Since the original announcement made by the HMRC UK, on changes to the UK tax laws in 2015, a number of consultations, delays and further announcements were made throughout 2016 leading to indicate that the implementation of the changes will happen on 6 April 2017.
This caused a rush of planning for possible re-structuring by many consultants in 2016. Subsequent political factors further delayed the implementations and an announcement was made in September 2017 that the changes will take effect retrospective from 6 April 2017.
Whilst a number of factors are still being clarified, the takeaway points from the talk by Mr.

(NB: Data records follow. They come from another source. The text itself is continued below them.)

PR #2358, opened 2026-03-31
fix(admin): percent-decode group name in DELETE /v3/group/{group}

### LINKED ISSUE #2343: Failed to delete the user group created by the console
**Describe the bug**
1、Failed to delete the user group created by the console in version 90
2. If a Chinese name is used when creating a key in the console, the creation will fail; it will succeed if the name is entirely in English. In previous old versions, creating a key with a Chinese name was allowed.

Image

GatewayJ:
## Type of Change
- [ ] New Feature
- [x] Bug Fix
- [ ] Documentation
- [ ] Performance Improvement
- [ ] Test/CI
- [ ] Refactor
- [ ] Other:

## Related Issues
Closes #2343

## Summary of Changes
`DELETE /rustfs/admin/v3/group/{group}` received the `{group}` path segment as percent-encoded UTF-8 (e.g. `%E5%93%88...`) from the raw URI path / matchit, while IAM and `GET /v3/group?group=...` use decoded names. Deleting groups with non-ASCII names therefore failed with `NoSuchKey` / `NoSuchGroup`. The handler now percent-decodes the path parameter (same approach as tier admin routes) before calling IAM and site-replication hooks.

## Checklist

## Impact
- [ ] Other impact:

## Additional Notes
**Verification:** `cargo check -p rustfs`

**Manual check:** Create a user group with a non-ASCII name in the console, then delete it; expect `200` instead of `404` with `NoSuchKey`.

`make pre-commit` was not run in this session (per contributor request); CI should cover fmt/clippy/tests.


GatewayJ:

PR #2393, opened 2026-04-04
fix: skip missing groups in policy_db_get instead of aborting

### LINKED ISSUE #2392: fix: policy_db_get aborts on first missing OIDC group, discarding all resolved policies
### Summary

`policy_db_get` in `crates/iam/src/manager.rs` uses the `?` operator when iterating over OIDC groups, causing the entire policy resolution to abort on the first non-existent group. Any policies already resolved from earlier groups in the list are discarded.

### Environment

- RustFS version: 1.0.0-alpha.90
- Deployment: 4-node distributed cluster with OIDC via Dex (backed by Entra ID)

### Steps to Reproduce

1. Configure OIDC with `RUSTFS_IDENTITY_OPENID_GROUPS_CLAIM=groups`
2. Create IAM groups for 2 of the user's Entra ID groups (e.g., `consoleAdmin` and `readwrite`)
3. The user's JWT contains 19 Entra ID group UUIDs, but only 2 have corresponding IAM groups
4. Login via SSO

### Expected Behavior

The 2 matching groups should resolve to `consoleAdmin` and `readwrite` policies. The 17 non-existent groups should be silently skipped.

### Actual Behavior

`policy_db_get` iterates over all 19 groups. When it encounters the first non-existent group (alphabetically before the 2 valid ones), `policy_db_get_internal` returns `Err(NoSuchGroup)`. The `?` operator on line 758 propagates this error, causing `policy_db_get` to return `Err` — discarding any policies already accumulated.

Back in `prepare_sts_auth` (line 975), `.unwrap_or_default()` converts this to an empty `Vec<String>`. The fallback to the JWT `policy` claim then runs, but the claim contains group UUIDs (not policy names like `consoleAdmin`), so they don't match any `DEFAULT_POLICIES`. Result: user gets **DENY** with an empty policy.

### Root Cause

`crates/iam/src/manager.rs` line 758:

```rust
let (gp, _) = self.policy_db_get_internal(group, true, present).await?;
```

The `?` should be replaced with a `match` or `unwrap_or_default()` that skips missing groups:

```rust
let (gp, _) = match self.policy_db_get_internal(group, true, present).await {
    Ok(result) => result,
    Err(_) => continue,
};
```

### Workaround

Create IAM groups (without policies) for **all** Entra ID groups that may appear in the JWT. This prevents the `NoSuchGroup` error. Only the groups that should have access need a policy attached.

kharkevich:
## Summary

- Fix `policy_db_get` in `crates/iam/src/manager.rs` to skip non-existent IAM groups instead of aborting the entire policy resolution
- Only skip `NoSuchGroup` errors using the existing `is_err_no_such_group()` helper; propagate all other errors (storage, backend)
- Add regression test covering mixed existing/non-existent groups

## Problem

When iterating over OIDC groups from the JWT in `policy_db_get`, calling `policy_db_get_internal` for a non-existent IAM group returns `Err(NoSuchGroup)`. The `?` operator on line 758 propagates this error, causing the function to abort and discard any policies already resolved from earlier groups.

In OIDC setups where the JWT contains many groups (e.g., 19 Entra ID groups via Dex) but only a subset have corresponding IAM groups with policies attached, the first missing group aborts resolution. The caller (`prepare_sts_auth`) then falls back to the JWT `policy` claim, which contains group UUIDs that don't match any `DEFAULT_POLICIES` — resulting in a full DENY.

## Fix

Replace the `?` with a `match` that `continue`s only on `NoSuchGroup`, allowing the loop to skip missing groups and accumulate policies from groups that do exist. Other errors (storage failures, etc.) are still propagated.

```rust
// Before
let (gp, _) = self.policy_db_get_internal(group, true, present).await?;

// After
let (gp, _) = match self.policy_db_get_internal(group, true, present).await {
    Ok(result) => result,
    Err(err) if is_err_no_such_group(&err) => continue,
    Err(err) => return Err(err),
};
```

## Test plan

- [x] `cargo test -p rustfs-iam` — all 106 tests pass
- [x] Regression test `test_policy_db_get_skips_nonexistent_groups` added
- [x] Deployed to 4-node cluster with 19 Entra ID groups, only 2 mapped — verified correct policy resolution

Fixes #2392

### DIFF
--- a/Cargo.lock
+++ b/Cargo.lock
@@ -410,7 +410,7 @@ dependencies = [
  "arrow-schema",
  "chrono",
  "half",
- "indexmap 2.13.0",
+ "indexmap 2.13.1",
  "itoa",
  "lexical-core",
  "memchr",
@@ -687,9 +687,9 @@ dependencies = [
 
 [[package]]
 name = "aws-lc-sys"
-version = "0.39.0"
+version = "0.39.1"
 source = "registry+https://github.com/rust-lang/crates.io-index"
-checksum = "1fa7e52a4c5c547c741610a2c6f123f3881e409b714cd27e6798ef020c514f0a"
+checksum = "83a25cf98105baa966497416dbd42565ce3a8cf8dbfd59803ec9ad46f3126399"
 dependencies = [
  "cc",
  "cmake",
@@ -1227,16 +1227,16 @@ dependencies = [
 
 [[package]]
 name = "blake3"
-version = "1.8.3"
+version = "1.8.4"
 source = "registry+https://github.com/rust-lang/crates.io-index"
-checksum = "2468ef7d57b3fb7e16b576e8377cdbde2320c60e1491e961d11da40fc4f02a2d"
+checksum = "4d2d5991425dfd0785aed03aedcf0b321d61975c9b5b3689c774a2610ae0b51e"
 dependencies = [
  "arrayref",
  "arrayvec",
  "cc",
  "cfg-if",
  "constant_time_eq",
- "cpufeatures 0.2.17",
+ "cpufeatures 0.3.0",
 ]
 
 [[package]]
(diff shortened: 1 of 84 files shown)


kharkevich:

kharkevich:
@GatewayJ could you please run CI again, right now all should be green

Issue #2366, opened 2026-04-02
Access Keys keep disappearing (JWT issue?)


rsxdalv:
**Describe the bug**
Access Keys / Service accounts disappear (get revoked/become unencryptable) from the UI.

**To Reproduce**
1. mc admin user svcacct add {....}
2. Check UI to see the accounts
3. 20-40 minutes later they are gone.

**Expected behavior**
1. Service accounts do not randomly disappear from UI.
2. They obey the expiration time.
3. They show a more visible error/hint in more accessible logs.

**Screenshots**
<img width="1338" height="679" alt="Image" src="https://github.com/user-attachments/assets/3c0154d1-c4fc-4f25-af4d-07c001c29dcd" />

**Desktop (please complete the following information):**
 - OS: Ubuntu
 - Browser: Brave

**Additional context**
According to Claude: 
> Root cause (confirmed): RustFS alpha rotates its internal JWT sealing key every ~20 minutes. Service accounts (svcacct) are stored as signed JWTs — they become unreadable after each rotation. The KMS key we set up last session only applies to object encryption, not to this IAM JWT mechanism. There's no config flag to disable the rotation.

More AI diagnostics in regards to KMS key not preventing a extract_jwt failure:
> The errors show extract_jwt_claims failed timestamps starting at 2026-04-02T00:20:18 - that's about 9 hours after RustFS started at 2026-04-01T15:14:18. The KMS key is still present at /run/rustfs-kms/iam-master-key.

> The denki credentials (9FW0RQSIKI7A500A04AQ and JJZY30AIQ5Y62CRB7CET) started failing at 00:20:18 - they were created around 23:55 or so probably, but no... wait. Looking at the context, setup-s3-bucket.sh was run and created those credentials.

> So the credentials appeared in the extract_jwt failures about 5 hours after RustFS started, and then pe-reader and pe-upload started failing at 00:30 with the promptecho accounts that had been working during that 26-minute window. This suggests the KMS approach isn't actually preventing JWT key rotation - the key file exists at the right path, so RustFS is loading it, but it's still rotating its internal sealing key anyway. Let me look more closely at when those extract_jwt failures first appeared.

[...]

PR #2410, opened 2026-04-07
fix(iam): keep service account JWT expiry consistent

weisd:
## Type of Change
- [ ] New Feature
- [x] Bug Fix
- [ ] Documentation
- [ ] Performance Improvement
- [x] Test/CI
- [ ] Refactor
- [ ] Other:

## Related Issues
#2366

## Summary of Changes
- Stop adding a default JWT `exp` when a service account is created without an explicit expiration.
- Keep the persisted service account expiration and the JWT `exp` claim in sync when the expiration is updated.
- Allow non-expiring service accounts to load and authenticate without requiring an `exp` claim, while keeping stricter expiration handling for expiring tokens.
- Add regression tests for service account creation and expiration updates.

## Checklist

## Impact
- [ ] Other impact:

## Additional Notes
Verification:
- `cargo fmt --all --check`
- `cargo clippy --workspace --all-features --all-targets -- -D warnings`
- `make pre-commit`

### DIFF
--- a/crates/iam/src/manager.rs
+++ b/crates/iam/src/manager.rs
@@ -687,6 +687,8 @@ where
             cr.description = opts.description;
         }
 
+        let token_without_expiration = cr.expiration.is_none();
+
         if opts.expiration.is_some() {
             // TODO: check expiration
             cr.expiration = opts.expiration;
@@ -702,7 +704,7 @@ where
             }
         }
 
-        let mut m: HashMap<String, Value> = if cr.expiration.is_none() {
+        let mut m: HashMap<String, Value> = if token_without_expiration {
             get_claims_from_token_with_secret_allow_missing_exp(&cr.session_token, &current_secret_key)?
         } else {
             get_claims_from_token_with_secret(&cr.session_token, &current_secret_key)?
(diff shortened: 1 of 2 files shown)


robertoberto:
The fix looks good but there's no regression test. If someone refactors the JWT path later, this could silently reappear. I'd like to open a follow-up PR adding unit tests in crates/iam/. Two cases: (1) new_service_account with expiration: None produces a JWT that extract_jwt_claims accepts (no exp required), and (2) a JWT with a past exp is correctly rejected. Both are pure unit tests, no sleep needed. They'd run in the existing make test step. Would that be welcome? @overtrue

overtrue:
> The fix looks good but there's no regression test. If someone refactors the JWT path later, this could silently reappear. I'd like to open a follow-up PR adding unit tests in crates/iam/. Two cases: (1) new_service_account with expiration: None produces a JWT that extract_jwt_claims accepts (no exp required), and (2) a JWT with a past exp is correctly rejected. Both are pure unit tests, no sleep needed. They'd run in the existing make test step. Would that be welcome? @overtrue

Thank you — you’re always welcome to build this with us. fell free to make a PR.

Nick Jacob - Partner, Private Client, Fosters were:
- Non domicile residence will be considered as Deemed domiciled from the 15th year of residence in the UK, thus be liable to world-wide tax basis
- To review possibilities of creating new trusts or adding assets into existing trusts before being deemed as domicile, so that UK Inheritance Tax (IHT) matters can be addressed
- NOT to add in any further assets into the trust after being deemed domiciled
- To keep good records of all acquisition costs and values and to make election in year of disposal
- Trust is still a good planning tool
- To be careful of tainting the trust e.g. loans must be with commercial interest rate
- There are new rules on valuation of benefits
- For UK residential property owned under a company or partnership no longer protected from UK IHT
- Anti-avoidance provision will catch any arrangements to avoid IHT
43 attended the talk, most were from the banking and trust industry.